▸ **Data to examine**
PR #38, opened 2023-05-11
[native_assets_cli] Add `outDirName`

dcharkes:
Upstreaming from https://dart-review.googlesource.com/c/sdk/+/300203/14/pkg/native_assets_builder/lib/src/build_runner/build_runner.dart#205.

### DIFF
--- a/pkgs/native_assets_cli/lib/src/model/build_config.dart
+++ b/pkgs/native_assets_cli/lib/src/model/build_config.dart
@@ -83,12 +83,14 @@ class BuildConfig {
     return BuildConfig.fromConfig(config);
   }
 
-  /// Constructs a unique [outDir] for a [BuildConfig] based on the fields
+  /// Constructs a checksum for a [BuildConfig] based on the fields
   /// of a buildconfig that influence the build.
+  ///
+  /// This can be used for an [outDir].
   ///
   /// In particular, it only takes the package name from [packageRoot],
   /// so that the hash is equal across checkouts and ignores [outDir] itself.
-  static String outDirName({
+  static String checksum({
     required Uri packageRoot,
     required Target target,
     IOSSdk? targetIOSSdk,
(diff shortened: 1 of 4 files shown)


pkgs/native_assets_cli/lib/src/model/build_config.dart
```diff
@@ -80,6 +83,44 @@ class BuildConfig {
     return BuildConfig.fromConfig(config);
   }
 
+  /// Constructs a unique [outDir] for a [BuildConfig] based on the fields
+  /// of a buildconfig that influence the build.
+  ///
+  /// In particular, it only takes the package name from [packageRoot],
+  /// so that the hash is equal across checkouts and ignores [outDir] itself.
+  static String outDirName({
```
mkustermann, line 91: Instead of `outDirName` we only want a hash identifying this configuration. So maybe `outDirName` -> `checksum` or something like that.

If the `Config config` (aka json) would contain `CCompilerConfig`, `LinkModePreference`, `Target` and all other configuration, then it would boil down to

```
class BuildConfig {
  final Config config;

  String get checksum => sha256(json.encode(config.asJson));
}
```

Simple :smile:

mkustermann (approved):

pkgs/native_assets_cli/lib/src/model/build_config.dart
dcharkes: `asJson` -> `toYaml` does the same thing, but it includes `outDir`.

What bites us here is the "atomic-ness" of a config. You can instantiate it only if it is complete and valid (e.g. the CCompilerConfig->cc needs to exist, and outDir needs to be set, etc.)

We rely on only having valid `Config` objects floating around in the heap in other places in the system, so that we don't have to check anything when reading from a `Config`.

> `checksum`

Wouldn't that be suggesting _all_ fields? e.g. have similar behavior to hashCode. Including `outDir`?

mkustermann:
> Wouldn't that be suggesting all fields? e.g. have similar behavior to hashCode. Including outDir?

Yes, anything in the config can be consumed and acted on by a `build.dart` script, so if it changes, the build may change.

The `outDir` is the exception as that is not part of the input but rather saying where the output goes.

▸ **Problem statement**
Print all the entries exactly as written.

▸ **Completed task**
PR #38, opened 2023-05-11
[native_assets_cli] Add `outDirName`

dcharkes:
Upstreaming from https://dart-review.googlesource.com/c/sdk/+/300203/14/pkg/native_assets_builder/lib/src/build_runner/build_runner.dart#205.

### DIFF
--- a/pkgs/native_assets_cli/lib/src/model/build_config.dart
+++ b/pkgs/native_assets_cli/lib/src/model/build_config.dart
@@ -83,12 +83,14 @@ class BuildConfig {
     return BuildConfig.fromConfig(config);
   }
 
-  /// Constructs a unique [outDir] for a [BuildConfig] based on the fields
+  /// Constructs a checksum for a [BuildConfig] based on the fields
   /// of a buildconfig that influence the build.
+  ///
+  /// This can be used for an [outDir].
   ///
   /// In particular, it only takes the package name from [packageRoot],
   /// so that the hash is equal across checkouts and ignores [outDir] itself.
-  static String outDirName({
+  static String checksum({
     required Uri packageRoot,
     required Target target,
     IOSSdk? targetIOSSdk,
(diff shortened: 1 of 4 files shown)


pkgs/native_assets_cli/lib/src/model/build_config.dart
```diff
@@ -80,6 +83,44 @@ class BuildConfig {
     return BuildConfig.fromConfig(config);
   }
 
+  /// Constructs a unique [outDir] for a [BuildConfig] based on the fields
+  /// of a buildconfig that influence the build.
+  ///
+  /// In particular, it only takes the package name from [packageRoot],
+  /// so that the hash is equal across checkouts and ignores [outDir] itself.
+  static String outDirName({
```
mkustermann, line 91: Instead of `outDirName` we only want a hash identifying this configuration. So maybe `outDirName` -> `checksum` or something like that.

If the `Config config` (aka json) would contain `CCompilerConfig`, `LinkModePreference`, `Target` and all other configuration, then it would boil down to

```
class BuildConfig {
  final Config config;

  String get checksum => sha256(json.encode(config.asJson));
}
```

Simple :smile:

mkustermann (approved):

pkgs/native_assets_cli/lib/src/model/build_config.dart
dcharkes: `asJson` -> `toYaml` does the same thing, but it includes `outDir`.

What bites us here is the "atomic-ness" of a config. You can instantiate it only if it is complete and valid (e.g. the CCompilerConfig->cc needs to exist, and outDir needs to be set, etc.)

We rely on only having valid `Config` objects floating around in the heap in other places in the system, so that we don't have to check anything when reading from a `Config`.

> `checksum`

Wouldn't that be suggesting _all_ fields? e.g. have similar behavior to hashCode. Including `outDir`?

mkustermann:
> Wouldn't that be suggesting all fields? e.g. have similar behavior to hashCode. Including outDir?

Yes, anything in the config can be consumed and acted on by a `build.dart` script, so if it changes, the build may change.

The `outDir` is the exception as that is not part of the input but rather saying where the output goes.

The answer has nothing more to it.